**Action item:** Copy all the lines of the data that include the word "draft".

**Task material:**
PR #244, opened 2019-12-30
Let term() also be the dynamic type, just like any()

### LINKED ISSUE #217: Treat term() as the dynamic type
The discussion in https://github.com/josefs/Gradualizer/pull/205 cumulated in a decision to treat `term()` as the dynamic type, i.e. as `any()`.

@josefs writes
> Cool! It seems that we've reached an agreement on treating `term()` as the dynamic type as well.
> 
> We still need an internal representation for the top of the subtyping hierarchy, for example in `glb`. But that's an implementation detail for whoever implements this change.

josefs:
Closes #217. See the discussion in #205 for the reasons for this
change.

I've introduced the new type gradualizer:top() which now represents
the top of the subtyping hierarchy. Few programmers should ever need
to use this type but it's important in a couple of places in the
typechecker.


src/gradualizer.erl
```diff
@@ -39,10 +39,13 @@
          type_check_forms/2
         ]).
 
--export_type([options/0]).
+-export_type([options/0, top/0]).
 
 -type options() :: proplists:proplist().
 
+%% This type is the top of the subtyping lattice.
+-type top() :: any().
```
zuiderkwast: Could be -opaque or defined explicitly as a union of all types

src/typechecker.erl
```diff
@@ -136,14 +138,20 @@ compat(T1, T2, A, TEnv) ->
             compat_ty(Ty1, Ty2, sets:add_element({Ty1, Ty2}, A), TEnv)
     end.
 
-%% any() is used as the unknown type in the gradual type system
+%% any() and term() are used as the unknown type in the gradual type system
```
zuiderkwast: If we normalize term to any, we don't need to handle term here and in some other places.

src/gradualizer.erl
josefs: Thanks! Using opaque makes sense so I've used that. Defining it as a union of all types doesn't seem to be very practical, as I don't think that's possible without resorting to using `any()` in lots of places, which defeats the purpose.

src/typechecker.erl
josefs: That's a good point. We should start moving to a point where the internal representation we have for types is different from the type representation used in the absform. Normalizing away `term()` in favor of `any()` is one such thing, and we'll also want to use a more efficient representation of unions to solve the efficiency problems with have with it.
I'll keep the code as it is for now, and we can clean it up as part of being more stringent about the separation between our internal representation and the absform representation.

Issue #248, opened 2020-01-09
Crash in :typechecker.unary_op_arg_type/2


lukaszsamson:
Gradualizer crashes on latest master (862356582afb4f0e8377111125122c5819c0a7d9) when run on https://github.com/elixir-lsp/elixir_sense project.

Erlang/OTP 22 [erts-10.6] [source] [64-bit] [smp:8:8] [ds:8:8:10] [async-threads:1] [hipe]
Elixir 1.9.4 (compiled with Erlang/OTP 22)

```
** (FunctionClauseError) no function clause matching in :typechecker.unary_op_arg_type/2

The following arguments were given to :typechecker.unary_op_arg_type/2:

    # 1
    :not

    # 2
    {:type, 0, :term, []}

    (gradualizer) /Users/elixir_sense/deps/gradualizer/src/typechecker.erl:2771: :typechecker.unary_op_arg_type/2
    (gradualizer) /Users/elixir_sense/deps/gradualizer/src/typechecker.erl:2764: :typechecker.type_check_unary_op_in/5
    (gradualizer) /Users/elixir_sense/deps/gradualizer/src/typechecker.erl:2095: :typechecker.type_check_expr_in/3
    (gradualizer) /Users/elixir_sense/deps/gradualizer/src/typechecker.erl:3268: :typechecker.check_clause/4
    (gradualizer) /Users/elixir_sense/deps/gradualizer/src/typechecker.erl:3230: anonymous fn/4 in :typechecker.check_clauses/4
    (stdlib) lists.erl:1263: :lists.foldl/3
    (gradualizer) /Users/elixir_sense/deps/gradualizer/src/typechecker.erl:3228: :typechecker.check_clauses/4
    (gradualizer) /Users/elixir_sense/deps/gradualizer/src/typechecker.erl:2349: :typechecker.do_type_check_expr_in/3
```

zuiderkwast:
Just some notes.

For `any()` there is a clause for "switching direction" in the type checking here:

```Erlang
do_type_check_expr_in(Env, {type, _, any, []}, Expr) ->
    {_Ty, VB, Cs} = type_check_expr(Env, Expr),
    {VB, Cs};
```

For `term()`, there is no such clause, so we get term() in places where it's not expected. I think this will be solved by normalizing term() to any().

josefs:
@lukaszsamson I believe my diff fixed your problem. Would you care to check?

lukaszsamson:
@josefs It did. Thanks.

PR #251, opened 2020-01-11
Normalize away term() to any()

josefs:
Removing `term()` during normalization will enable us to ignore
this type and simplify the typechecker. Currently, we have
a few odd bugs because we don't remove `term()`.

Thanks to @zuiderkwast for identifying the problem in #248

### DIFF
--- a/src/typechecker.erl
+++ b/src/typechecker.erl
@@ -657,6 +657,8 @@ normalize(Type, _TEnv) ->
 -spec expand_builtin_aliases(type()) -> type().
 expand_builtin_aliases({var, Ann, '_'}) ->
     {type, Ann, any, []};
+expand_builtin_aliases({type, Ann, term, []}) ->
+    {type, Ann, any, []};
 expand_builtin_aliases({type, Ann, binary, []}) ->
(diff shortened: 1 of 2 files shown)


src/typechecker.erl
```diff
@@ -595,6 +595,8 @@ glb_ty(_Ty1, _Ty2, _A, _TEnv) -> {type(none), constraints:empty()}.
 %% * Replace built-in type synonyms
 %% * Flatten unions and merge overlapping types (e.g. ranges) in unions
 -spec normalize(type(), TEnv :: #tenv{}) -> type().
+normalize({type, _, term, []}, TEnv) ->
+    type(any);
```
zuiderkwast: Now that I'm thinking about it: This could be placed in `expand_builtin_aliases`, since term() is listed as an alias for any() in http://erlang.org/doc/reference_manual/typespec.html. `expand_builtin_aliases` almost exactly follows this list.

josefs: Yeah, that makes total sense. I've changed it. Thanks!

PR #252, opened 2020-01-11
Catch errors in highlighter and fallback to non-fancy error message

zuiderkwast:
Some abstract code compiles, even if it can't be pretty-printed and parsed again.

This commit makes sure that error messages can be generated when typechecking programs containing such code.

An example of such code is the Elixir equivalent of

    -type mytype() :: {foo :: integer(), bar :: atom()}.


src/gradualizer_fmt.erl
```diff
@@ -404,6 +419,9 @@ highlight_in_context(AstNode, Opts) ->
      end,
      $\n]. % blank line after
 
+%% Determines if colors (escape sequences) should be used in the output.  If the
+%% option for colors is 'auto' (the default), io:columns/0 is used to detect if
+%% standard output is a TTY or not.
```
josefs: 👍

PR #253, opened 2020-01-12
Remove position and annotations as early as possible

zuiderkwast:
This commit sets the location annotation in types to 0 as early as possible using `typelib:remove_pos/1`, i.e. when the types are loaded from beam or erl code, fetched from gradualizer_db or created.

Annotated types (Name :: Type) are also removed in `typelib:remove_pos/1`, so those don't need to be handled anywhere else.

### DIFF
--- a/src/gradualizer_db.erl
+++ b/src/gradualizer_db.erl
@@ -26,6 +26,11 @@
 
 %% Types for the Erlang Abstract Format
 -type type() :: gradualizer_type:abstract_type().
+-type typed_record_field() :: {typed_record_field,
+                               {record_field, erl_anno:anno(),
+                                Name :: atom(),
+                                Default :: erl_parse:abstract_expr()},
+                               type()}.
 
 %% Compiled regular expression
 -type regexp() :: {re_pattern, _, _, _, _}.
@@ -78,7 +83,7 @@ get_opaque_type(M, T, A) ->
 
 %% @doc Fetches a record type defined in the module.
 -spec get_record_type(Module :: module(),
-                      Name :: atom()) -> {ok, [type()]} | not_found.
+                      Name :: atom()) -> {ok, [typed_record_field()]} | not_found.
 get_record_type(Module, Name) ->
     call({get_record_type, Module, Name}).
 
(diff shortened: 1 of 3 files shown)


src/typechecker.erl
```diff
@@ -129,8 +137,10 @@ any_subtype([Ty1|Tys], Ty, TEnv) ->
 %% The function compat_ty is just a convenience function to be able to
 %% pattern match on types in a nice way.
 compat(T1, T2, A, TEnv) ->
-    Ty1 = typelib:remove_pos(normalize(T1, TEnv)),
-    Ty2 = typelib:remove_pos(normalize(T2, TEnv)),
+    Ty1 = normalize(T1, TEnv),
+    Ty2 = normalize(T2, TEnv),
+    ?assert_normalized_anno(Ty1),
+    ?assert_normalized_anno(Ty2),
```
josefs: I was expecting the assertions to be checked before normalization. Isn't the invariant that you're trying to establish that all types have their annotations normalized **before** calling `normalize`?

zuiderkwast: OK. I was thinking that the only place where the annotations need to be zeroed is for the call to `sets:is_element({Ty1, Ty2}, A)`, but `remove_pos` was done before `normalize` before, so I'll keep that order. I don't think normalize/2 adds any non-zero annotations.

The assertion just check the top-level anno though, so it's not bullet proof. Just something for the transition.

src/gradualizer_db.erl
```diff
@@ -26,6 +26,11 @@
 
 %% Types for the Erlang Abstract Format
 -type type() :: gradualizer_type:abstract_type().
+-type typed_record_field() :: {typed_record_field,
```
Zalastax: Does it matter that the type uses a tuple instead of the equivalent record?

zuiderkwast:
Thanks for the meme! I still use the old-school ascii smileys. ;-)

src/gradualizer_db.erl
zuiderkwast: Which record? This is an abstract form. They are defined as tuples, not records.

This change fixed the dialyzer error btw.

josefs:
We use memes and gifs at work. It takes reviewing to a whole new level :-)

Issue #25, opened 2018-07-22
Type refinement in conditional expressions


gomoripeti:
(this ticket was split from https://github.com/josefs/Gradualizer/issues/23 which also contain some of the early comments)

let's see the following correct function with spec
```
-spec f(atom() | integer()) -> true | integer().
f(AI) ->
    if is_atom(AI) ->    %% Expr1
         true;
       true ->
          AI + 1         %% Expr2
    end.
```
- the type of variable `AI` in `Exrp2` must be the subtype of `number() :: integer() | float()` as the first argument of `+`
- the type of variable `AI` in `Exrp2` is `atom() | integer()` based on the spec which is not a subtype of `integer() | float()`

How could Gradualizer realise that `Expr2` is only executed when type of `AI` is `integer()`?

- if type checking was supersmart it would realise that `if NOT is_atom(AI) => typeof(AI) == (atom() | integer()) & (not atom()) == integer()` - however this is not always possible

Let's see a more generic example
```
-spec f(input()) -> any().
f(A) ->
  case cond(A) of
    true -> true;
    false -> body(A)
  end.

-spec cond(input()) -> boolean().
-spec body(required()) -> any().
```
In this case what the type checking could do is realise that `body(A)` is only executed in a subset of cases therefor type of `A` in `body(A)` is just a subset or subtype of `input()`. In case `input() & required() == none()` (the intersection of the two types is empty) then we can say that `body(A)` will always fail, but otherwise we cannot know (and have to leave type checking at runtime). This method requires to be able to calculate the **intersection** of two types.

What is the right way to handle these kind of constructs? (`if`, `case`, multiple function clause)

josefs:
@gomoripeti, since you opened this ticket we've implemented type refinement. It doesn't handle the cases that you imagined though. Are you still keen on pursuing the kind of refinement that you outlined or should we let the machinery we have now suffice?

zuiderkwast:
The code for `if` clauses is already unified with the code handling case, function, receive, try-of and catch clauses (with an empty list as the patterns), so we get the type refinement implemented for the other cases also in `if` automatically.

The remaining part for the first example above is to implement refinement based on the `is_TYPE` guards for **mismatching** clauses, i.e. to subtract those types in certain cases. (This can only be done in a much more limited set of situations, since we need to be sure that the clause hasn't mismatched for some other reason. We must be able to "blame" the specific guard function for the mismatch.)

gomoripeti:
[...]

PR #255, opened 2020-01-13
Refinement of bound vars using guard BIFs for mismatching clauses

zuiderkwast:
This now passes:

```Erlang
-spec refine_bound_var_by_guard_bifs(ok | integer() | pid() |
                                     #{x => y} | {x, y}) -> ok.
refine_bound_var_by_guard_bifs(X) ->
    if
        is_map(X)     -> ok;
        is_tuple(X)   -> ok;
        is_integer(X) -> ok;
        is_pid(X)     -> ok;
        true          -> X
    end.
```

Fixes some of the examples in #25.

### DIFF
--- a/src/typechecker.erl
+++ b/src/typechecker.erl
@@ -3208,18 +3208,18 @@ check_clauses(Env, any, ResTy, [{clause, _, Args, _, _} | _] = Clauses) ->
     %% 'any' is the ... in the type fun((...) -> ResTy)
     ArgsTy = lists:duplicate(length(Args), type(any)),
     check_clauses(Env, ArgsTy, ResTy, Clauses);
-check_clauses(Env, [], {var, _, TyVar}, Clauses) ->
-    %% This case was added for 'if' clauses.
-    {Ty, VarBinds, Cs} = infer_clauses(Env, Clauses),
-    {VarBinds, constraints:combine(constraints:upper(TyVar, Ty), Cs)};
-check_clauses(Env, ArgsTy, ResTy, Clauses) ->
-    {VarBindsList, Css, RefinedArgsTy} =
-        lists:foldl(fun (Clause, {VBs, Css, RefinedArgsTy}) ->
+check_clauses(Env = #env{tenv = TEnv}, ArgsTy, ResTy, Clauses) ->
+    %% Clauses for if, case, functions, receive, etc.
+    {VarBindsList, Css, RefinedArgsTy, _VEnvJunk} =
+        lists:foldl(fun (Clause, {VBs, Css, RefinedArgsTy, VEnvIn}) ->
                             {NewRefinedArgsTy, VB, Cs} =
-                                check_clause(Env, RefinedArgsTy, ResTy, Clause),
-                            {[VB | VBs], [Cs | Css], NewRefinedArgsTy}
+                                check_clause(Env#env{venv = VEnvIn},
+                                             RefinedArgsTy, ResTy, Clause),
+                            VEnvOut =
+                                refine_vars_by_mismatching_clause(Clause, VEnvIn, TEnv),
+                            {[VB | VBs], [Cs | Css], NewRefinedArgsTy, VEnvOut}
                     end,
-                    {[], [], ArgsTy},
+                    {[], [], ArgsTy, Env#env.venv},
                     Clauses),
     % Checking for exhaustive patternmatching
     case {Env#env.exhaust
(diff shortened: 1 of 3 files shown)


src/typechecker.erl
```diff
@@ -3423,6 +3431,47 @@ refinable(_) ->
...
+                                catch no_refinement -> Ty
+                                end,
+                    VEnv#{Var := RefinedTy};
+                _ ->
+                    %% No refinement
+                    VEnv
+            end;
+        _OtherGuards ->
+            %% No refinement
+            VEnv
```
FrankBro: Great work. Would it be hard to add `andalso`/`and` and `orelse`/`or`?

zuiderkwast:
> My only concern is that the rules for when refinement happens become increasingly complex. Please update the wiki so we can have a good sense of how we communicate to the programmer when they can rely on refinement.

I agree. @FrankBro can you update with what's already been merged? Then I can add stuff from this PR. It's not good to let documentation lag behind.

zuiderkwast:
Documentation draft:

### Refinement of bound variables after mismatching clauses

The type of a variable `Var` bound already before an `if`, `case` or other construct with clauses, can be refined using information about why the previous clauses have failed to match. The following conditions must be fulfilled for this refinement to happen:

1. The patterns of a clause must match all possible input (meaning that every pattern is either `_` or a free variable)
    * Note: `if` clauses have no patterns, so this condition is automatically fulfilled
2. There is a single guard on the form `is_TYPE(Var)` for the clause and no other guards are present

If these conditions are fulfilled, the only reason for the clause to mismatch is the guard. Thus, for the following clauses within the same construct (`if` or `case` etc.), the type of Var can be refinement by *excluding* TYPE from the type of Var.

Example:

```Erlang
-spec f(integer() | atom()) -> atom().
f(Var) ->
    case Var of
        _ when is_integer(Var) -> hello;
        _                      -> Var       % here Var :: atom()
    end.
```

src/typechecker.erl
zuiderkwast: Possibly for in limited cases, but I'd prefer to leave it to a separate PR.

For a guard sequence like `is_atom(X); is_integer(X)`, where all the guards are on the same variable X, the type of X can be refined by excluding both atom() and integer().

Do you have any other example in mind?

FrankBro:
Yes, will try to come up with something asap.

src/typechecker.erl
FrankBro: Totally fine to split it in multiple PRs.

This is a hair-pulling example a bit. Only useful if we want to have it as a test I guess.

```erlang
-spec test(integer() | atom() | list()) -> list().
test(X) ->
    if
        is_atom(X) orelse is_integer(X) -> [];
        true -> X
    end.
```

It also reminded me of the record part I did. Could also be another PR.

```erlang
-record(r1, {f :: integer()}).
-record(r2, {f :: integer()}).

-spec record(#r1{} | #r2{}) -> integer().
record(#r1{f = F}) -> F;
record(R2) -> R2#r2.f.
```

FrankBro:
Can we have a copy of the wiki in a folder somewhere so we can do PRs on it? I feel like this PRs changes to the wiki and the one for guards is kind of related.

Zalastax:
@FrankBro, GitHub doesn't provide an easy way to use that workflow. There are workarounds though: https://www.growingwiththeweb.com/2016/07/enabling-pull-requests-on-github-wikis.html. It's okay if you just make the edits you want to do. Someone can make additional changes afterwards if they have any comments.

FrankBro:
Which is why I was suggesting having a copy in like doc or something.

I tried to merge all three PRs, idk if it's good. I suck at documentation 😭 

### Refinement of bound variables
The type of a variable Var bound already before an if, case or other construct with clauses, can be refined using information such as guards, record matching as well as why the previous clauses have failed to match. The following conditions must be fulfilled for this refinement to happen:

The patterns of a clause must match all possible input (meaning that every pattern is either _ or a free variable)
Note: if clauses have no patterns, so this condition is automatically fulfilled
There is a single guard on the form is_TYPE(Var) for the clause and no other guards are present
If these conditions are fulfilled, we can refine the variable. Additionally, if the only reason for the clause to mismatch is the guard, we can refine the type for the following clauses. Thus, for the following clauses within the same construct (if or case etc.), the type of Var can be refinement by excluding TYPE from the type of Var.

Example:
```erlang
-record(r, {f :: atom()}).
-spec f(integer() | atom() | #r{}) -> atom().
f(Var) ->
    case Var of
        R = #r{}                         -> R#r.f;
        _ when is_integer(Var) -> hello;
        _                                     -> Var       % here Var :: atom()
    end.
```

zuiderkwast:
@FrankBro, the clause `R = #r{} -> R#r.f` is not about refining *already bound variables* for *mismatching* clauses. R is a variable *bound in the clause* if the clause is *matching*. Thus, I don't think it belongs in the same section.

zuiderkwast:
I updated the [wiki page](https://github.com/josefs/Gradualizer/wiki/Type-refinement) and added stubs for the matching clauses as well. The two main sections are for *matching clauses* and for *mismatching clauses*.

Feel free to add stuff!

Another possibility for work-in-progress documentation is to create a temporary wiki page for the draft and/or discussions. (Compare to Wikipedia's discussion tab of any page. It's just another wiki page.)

**Solution below:**
Documentation draft:
Another possibility for work-in-progress documentation is to create a temporary wiki page for the draft and/or discussions. (Compare to Wikipedia's discussion tab of any page. It's just another wiki page.)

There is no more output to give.